# Horse’s Death Exposes Illegal Horse Transporter



## BowmanFarms (Jul 24, 2014)

wow that is terrible. So sad to hear about things like this.


----------



## GeorgiaGirl (Jun 16, 2014)

How AWFUL!!!! :-(


----------



## GeorgiaGirl (Jun 16, 2014)

Did he just fall down at some point and they didn't know it? It's hard to tell what happened really... poor baby!!!!!!


----------



## dkb811 (Oct 15, 2013)

I guess he just feel down, not sure. Did you see the pics of his feet stuck in the bars? The only thing I'm sure about is they sure didn't handle the situation in a responsible manner. So sad for that horse!


----------



## BowmanFarms (Jul 24, 2014)

The full picture of him while he was still stuck in the trailer brought me to tears. 
I couldnt imagine being the owner and seeing those pictures.


----------



## egrogan (Jun 1, 2011)

Wow, this story is heartbreaking. I've never hauled or had a horse hauled long distance, but why would any company ever think it was acceptable to leave a horse dead on the side of the road like that? Just so sad to think about that kind of suffering.


----------



## natisha (Jan 11, 2011)

I would like to know the details of that trailer. The divider is too far from the floor or not high enough. There was just enough room for his legs to slip under & get caught. 
Modern trailers have much more room under the divider so the horse can spread his legs for balance & if they do fall they aren't usually wedged in by their legs, although their body can get stuck depending on how they fall. Older styles have the divider all the way to the floor & while not ideal better than leaving a gap. He had no way to right himself.

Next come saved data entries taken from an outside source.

PR #78, opened 2025-06-15
terminal: improve bash PS1 logic

tiborvass:
PS1 is overwritten by bashrc files.
This commit specifies a cu-specific bashrc file instead which first sources ~/.bashrc before setting PS1.

### DIFF
--- a/environment/environment.go
+++ b/environment/environment.go
@@ -468,15 +468,30 @@ func (env *Environment) Fork(ctx context.Context, explanation, name string, vers
 
 func (env *Environment) Terminal(ctx context.Context) error {
 	container := env.container
-	// In case there's bash in the container, show the same pretty PS1 as for the default /bin/sh terminal in dagger
-	container = container.WithNewFile("/root/.bash_aliases", `export PS1="\033[33mdagger\033[0m \033[02m\$(pwd | sed \"s|^\$HOME|~|\")\033[0m \$ "`+"\n")
-	defaultShell := []string{}
-	// Check if bash is available
-	if _, err := container.WithExec([]string{"grep", "/bash", "/etc/shells"}).Sync(ctx); err == nil {
-		defaultShell = []string{"bash"}
+	var cmd []string
+	var sourceRC string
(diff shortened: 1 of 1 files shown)


tiborvass:
I also changed `dagger` to `cu` in the PS1 for both `bash` and `sh`, and I added `bash --version` output when bash is detected, as a way to indicate that bash was selected. Maybe we just modify PS1 to include the shell but I'm not good in PS1 design.

environment/environment.go
```diff
@@ -468,15 +468,30 @@ func (env *Environment) Fork(ctx context.Context, explanation, name string, vers
...
+				cmd = []string{shell, "--rcfile", "/cu/rc.sh", "-i"}
+				break
+			}
+		}
+	}
+	// Try to show the same pretty PS1 as for the default /bin/sh terminal in dagger
+	container = container.WithNewFile("/cu/rc.sh", sourceRC+`export PS1="\033[33mcu\033[0m \033[02m\$(pwd | sed \"s|^\$HOME|~|\")\033[0m \$ "`+"\n")
+	if cmd == nil {
+		// If bash not available, assume POSIX shell
+		container = container.WithEnvVariable("ENV", "/cu/rc.sh")
```
cwlbraa, line 490: ENV layers in the file at the path using `source`? or does it replace something else?

tiborvass: Yes, ENV is a POSIX shell way of setting the rcfile.

cwlbraa: lemme rephrase: does the shell still load `~/.bashrc` when you've overwritten ENV? what about `/etc/profile`?

tiborvass: `/etc/profile` is for login shells only, and that's usually not loaded in container settings.

`~/.bashrc` is loaded explicitly in the bash case (see `sourceRC`) except PS1 is overridden AFTER that.

POSIX shells like ash or dash do not have a default rcfile for non login sessions, they only source ENV if present.

cwlbraa (approved):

There also appears to be a lot of swelling behind his ears which looks like some sort of head trauma, as expected from a down & tied horse.

There was straw which can also be slippery. What surface was under the straw?

They should have checked him when they knew something was amiss after the turn, when he probably slipped. The outcome may have been the same but at least if found sooner he would have had a chance.

I can't imagine those being the last pictures of my horse. So sad.


----------



## churumbeque (Dec 20, 2009)

It looked like a 2 stall straight load 8' wide, which unless horse is very large it is too much room for the rear of a trailer and it is common for a horse to fall there. They said they heard him fall but didn't stop for an hour or so.
So if 8' wide they suggest 3 horses when I was trailer shopping.


----------



## LadyChevalier (Apr 19, 2013)

Ugh...Poor baby... that is no way to go... :-(

I think for any professional horse hauler there should be cameras in the trailer with video feed to the truck. That way the animals could be monitored to make sure nothing is amiss or catch problem situations before theyre too late. And that way there is some proof as to if its just a freak accident or if the hauler is at fault. Would probably save lots of horses lives that way. 

Heard of another story of a weanling friesian colt (valued at about 10 grand) being shipped from wisconsin to california. Baby was tied and during the trip baby broke its neck. Hauler didnt have shipping insurance either... I dont remember all the details but if the hauler was smart, baby would have been hauled in an open stall and loose. Doesnt mean something could have happened but chances are less likely. 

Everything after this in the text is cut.